Prezesi obu klubów znają się od wielu lat, co podkreślał wczoraj Prezes bydgoskiego klubu - „Z Konradem Piechockim znamy się dziewięć lat. Wtedy my jeszcze byliśmy kopciuszkiem, który walczył o ekstraklasę, to było nasze marzenie, w końcu spełnione. Skra była wówczas znanym klubem, walczącym o najwyższe cele, nie tylko na arenie krajowej ale i europejskiej. Z perspektywy mogę powiedzieć, że chemia zagrała między nami od razu. Świetnie się rozumieliśmy, przez lata spotkań nabraliśmy do siebie zaufania i lepiej się poznaliśmy". W pewnym momencie zrodził się jednak pomysł, by zrobić coś wspólnie - „Zakiełkowała myśl, co zrobić, żeby jeszcze bardziej szukać rozwiązań takich, które będą korzystne dla obu klubów. Wczoraj (14.02) mieliśmy spotkanie, które było podsumowaniem naszych wielu rozmów i na tym spotkaniu postanowiliśmy, że nie ma co czekać, korzystając z tego, że władze Skry Bełchatów są u nas w Bydgoszczy, możemy podpisać porozumienie o współpracy, która będzie opierała się na dwóch podstawowych płaszczyznach: sportowej i organizacyjnej" - powiedział Prezes Delecty, Piotr Sieńko.
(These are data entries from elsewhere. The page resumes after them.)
PR #318, opened 2022-06-23
Added CollectSurplusAuction Panel

### LINKED ISSUE #316: Create `CollectSurplusAuctionPanel`
### Goal
The user is can trigger the collection of an auction via a dedicated panel

### Context

This issue covers the creation of the `CollectSurplusAuctionPanel`. Later on it will be used on the surplus transaction page and facilitate the collection of DAI. 
Context: Once an auction is finished and no more bid can be placed, it needs to be collected. In the process of collection the amount of DAI that was auctioned off is transferred to the highest bidding wallet and the MKR is burned. Collection can be triggered by every wallet and is not restricted to be done by the wallet that made the highest bid

### Tasks
- [x] Create `CollectSurplusAuctionPanel` (see Mock below) 
- [x] Account for the different states of the panel
   - [ ] apply existing rule of collapsing and expanding based on panel state
- [ ] Create stories and cover the different possible panel states

zoey-kaiser:
Closes #316.

Screenshot 2022-06-23 at 07 51 50

Checklist:


frontend/components/surplus/CollectSurplusAuctionPanel.vue
```diff
@@ -0,0 +1,109 @@
...
+            {{ currentStateAndTitle.title }}
+            <time-till v-if="auction.state === 'have-bids'" :date="auction.earliestEndDate" />
+        </template>
+        <TextBlock v-if="auction.state === 'ready-for-collection'">
+            Since the end of the auction at {{ auction.earliestEndDate.toUTCString() }}, the winner can now collect the
+            auction amount.
+        </TextBlock>
+        <TextBlock v-else>
+            If no one else bids on the auction, the winner be able to collect the auction amount when the auction is
+            ended after {{ auction.earliestEndDate.toUTCString() }}
```
LukSteib, line 13: Here I would be more general in the auction text and write: 
"If no one else bids on the auction, one will be able to collect the auction amount when the auction is ended after {{ auction.earliestEndDate.toUTCString()"
(background: basically everybody will be able to execute `deal()` function. Not only the winner

frontend/components/surplus/CollectSurplusAuctionPanel.vue
```diff
@@ -0,0 +1,109 @@
+<template>
+    <BasePanel :current-state="currentStateAndTitle.name">
+        <template #title>
+            {{ currentStateAndTitle.title }}
+            <time-till v-if="auction.state === 'have-bids'" :date="auction.earliestEndDate" />
+        </template>
+        <TextBlock v-if="auction.state === 'ready-for-collection'">
+            Since the end of the auction at {{ auction.earliestEndDate.toUTCString() }}, the winner can now collect the
+            auction amount.
```
LukSteib, line 9: Here I would adjust the text and also make a distinction between the case where the user == winner and user !== winner. 

For the case user == winner I propose: 
"Since the auction ended at {{ auction.earliestEndDate.toUTCString() }}, you can now collect the auction amount."

For the case user !== winner I propose:
"Since the auction ended at {{ auction.earliestEndDate.toUTCString() }}, you can now collect the auction amount. Note however that the auction amount will be transferred to the highest bidder's wallet."

LukSteib (changes requested):

frontend/components/surplus/CollectSurplusAuctionPanel.vue
```diff
@@ -0,0 +1,109 @@
+<template>
+    <BasePanel :current-state="currentStateAndTitle.name">
+        <template #title>
+            {{ currentStateAndTitle.title }}
+            <time-till v-if="auction.state === 'have-bids'" :date="auction.earliestEndDate" />
+        </template>
+        <TextBlock v-if="auction.state === 'ready-for-collection'">
```
LukSteib, line 7: I would show this text for the collected auction state as well instead of the other text

fegbert:
Please update the branch from `main`, since the surplus types here are outdated so make sure to use the new ones. 
This will sadly result in some more errors that you have to fix since the outdated types are used all over the place 🙁

fegbert:
Yep, that's correct. So only take what's coming from the main branch and remove any changes made by this one please 🙂

LukSteib (changes requested):
- [x] In the `ready-for-collection` case the button needs to be clickable (currently disabled)

fegbert:
Also, another nice thing to do:
If you have addressed a comment, please add a reaction to it so its easier to see what is addressed already and what isn't 🙂

frontend/components/surplus/CollectSurplusAuctionPanel.vue
zoey-kaiser: I am not sure what you mean with this. Which text should I display/change? 😞

LukSteib (approved):

fegbert (approved):

KirillDogadin-std (approved):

- „Stało się to bardzo szybko, ale na pewno nie spontanicznie. Od kilku lat współpracujemy i teraz tylko te kwestie formalizujemy, ponieważ na różnych gruntach ta wymiana myśli, współpraca i rozmowy na temat dalszego rozwoju tego produktu, jakim jest polska siatkówka, trwają. Niezmiernie się cieszę. Jest to szersza inicjatywa, z którą wyszedł klub PGE Skra Bełchatów i razem z Grzegorzem Stawinogą, jako zarząd tego klubu, o współpracy klubów partnerskich dopowiem tylko tyle, że taki dokument podpisaliśmy wcześniej z klubem AZS Tytan Częstochowa" - mówił Prezes Skry Bełchatów, Konrad Piechocki. Na wczorajszej konferencji obaj prezesi złożyli podpisy na dokumencie, który sformalizował współpracę między Skrą a Delectą, jednak jak podkreślał prezes Konrad Piechocki, rozmowy toczą się również z klubami z Europy. „Myślę, że ten projekt będzie się rozwijał. Mogę dopowiedzieć tylko, że nie dzieje się to przez przypadek. Oprócz chemii, o której mówił prezes Sieńko, jest jeszcze bardzo istotna rzecz, my to obserwujemy z pozycji partnera, ma być to szeroko pojęta wymiana myśli na wszystkich szczeblach organizacyjnych, marketingu, pełna współpraca obu klubów czy w tym wypadku już trzech, jeśli chodzi o Polskę. W jedności i w ilości, ale w jakości siła" - mówił Prezes klubu z Bełchatowa, który zwrócił także uwagę na to, że nieprzypadkowo ta współpraca nawiązana została właśnie z bydgoską Delectą - „Z naszego punktu widzenia nie jest to przez przypadek, ponieważ obserwujemy zarząd i wszystkich ludzi w tym klubie od kilku lat. Dzisiaj niezmiernie się cieszę, że po kilku latach ciężkich bojów i walki o utrzymanie w lidze, tak naprawdę Delecta wytrzymała i przetrzymała to, a dzisiaj może myśleć o tym, by w fazie zasadniczej znaleźć się w fazie medalowej i tego im życzę. To co robimy, myślę że będzie z pożytkiem dla obu klubów. Nie stawiamy się na pozycji wyższego i lepszego, tylko na pozycji partnera".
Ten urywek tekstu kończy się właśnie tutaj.